INPUT RECORDS:
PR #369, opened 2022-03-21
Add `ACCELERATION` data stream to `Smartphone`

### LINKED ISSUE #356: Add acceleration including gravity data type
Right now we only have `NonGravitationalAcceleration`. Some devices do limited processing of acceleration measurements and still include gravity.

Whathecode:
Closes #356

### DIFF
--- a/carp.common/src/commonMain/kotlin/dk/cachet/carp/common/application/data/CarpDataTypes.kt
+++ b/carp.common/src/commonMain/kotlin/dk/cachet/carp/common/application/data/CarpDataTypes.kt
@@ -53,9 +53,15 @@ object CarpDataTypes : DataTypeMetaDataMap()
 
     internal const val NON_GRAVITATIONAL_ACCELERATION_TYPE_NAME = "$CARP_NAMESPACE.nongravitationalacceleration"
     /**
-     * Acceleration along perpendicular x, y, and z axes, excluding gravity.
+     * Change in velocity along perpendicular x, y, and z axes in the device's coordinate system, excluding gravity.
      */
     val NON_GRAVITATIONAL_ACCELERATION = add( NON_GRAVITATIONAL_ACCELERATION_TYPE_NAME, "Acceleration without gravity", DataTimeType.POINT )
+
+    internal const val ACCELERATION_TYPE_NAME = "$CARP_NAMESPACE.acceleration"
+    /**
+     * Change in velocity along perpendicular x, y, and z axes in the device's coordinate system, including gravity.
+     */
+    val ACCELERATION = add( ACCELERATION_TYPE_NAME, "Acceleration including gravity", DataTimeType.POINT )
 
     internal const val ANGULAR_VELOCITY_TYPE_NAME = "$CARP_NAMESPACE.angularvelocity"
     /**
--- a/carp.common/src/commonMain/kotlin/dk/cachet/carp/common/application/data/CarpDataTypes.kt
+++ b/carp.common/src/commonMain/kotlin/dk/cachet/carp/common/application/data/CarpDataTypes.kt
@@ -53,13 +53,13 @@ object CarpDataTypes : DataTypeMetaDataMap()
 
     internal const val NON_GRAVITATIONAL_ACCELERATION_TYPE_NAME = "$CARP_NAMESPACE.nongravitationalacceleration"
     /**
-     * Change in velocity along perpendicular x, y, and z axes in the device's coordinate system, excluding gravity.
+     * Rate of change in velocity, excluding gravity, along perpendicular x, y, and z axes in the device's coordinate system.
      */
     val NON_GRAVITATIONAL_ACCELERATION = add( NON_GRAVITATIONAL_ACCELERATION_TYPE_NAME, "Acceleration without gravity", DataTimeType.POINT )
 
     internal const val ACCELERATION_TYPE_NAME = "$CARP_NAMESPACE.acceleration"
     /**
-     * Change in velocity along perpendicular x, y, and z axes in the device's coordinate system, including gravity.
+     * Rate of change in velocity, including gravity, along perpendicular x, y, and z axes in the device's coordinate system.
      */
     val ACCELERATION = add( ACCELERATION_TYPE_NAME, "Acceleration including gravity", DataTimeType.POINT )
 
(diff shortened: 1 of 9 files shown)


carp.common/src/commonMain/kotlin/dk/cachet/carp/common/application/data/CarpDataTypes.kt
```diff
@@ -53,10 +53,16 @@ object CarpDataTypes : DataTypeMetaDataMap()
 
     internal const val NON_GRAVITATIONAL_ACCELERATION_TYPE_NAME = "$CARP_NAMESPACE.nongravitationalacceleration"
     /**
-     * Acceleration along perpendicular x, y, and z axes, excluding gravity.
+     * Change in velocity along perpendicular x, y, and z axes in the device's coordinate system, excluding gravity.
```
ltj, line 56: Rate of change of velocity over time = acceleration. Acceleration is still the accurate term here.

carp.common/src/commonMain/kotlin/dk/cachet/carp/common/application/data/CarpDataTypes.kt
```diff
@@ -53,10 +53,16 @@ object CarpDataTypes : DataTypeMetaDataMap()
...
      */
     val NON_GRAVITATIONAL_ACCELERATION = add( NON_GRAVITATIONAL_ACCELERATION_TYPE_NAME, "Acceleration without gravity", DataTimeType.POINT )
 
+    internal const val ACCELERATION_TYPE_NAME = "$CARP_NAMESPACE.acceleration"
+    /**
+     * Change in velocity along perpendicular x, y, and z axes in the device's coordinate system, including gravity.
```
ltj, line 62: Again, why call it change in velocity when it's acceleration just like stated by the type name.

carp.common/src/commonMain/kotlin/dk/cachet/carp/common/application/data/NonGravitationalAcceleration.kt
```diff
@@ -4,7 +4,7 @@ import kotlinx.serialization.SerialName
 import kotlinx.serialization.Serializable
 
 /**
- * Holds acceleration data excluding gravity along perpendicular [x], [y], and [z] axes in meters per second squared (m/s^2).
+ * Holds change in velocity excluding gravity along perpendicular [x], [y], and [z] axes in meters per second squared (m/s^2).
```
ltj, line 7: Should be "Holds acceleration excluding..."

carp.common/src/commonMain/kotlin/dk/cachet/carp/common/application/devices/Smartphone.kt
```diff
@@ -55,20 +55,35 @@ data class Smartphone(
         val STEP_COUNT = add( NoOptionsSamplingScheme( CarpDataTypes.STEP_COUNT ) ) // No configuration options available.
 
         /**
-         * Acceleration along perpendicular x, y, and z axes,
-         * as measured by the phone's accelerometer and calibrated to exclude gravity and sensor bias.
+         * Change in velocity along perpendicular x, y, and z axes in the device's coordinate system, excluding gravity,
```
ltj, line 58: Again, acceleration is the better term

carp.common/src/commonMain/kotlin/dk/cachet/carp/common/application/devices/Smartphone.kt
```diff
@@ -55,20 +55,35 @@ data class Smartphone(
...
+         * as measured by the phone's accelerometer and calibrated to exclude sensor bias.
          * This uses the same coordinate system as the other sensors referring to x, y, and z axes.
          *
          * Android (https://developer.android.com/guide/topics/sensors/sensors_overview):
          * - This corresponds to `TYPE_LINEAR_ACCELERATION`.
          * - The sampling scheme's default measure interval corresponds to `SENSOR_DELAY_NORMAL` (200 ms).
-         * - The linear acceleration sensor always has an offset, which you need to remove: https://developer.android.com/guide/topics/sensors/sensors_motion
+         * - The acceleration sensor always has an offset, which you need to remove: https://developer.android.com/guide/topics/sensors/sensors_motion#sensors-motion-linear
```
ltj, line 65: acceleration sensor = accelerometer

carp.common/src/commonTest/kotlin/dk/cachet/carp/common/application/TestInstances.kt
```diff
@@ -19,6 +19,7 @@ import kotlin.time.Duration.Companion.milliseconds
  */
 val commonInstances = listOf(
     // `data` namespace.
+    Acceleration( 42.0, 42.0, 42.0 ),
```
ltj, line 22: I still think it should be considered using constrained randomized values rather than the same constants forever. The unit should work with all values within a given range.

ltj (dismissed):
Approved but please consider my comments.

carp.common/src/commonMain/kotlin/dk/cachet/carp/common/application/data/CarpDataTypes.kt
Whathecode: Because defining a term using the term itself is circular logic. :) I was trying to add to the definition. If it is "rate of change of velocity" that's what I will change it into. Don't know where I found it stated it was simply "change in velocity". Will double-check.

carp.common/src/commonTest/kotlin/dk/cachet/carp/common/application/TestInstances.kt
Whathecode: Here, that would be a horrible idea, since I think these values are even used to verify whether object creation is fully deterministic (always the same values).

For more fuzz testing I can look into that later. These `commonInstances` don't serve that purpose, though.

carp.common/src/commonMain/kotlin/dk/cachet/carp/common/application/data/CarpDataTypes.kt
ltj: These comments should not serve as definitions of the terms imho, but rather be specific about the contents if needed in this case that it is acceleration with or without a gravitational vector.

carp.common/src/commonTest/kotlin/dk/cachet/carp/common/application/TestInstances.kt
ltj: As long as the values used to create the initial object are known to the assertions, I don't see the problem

WORK TO BE COMPLETED:
Pick from the records each line that contains the word "offset" and show it.

YOUR RESPONSE:
-         * - The linear acceleration sensor always has an offset, which you need to remove: https://developer.android.com/guide/topics/sensors/sensors_motion
+         * - The acceleration sensor always has an offset, which you need to remove: https://developer.android.com/guide/topics/sensors/sensors_motion#sensors-motion-linear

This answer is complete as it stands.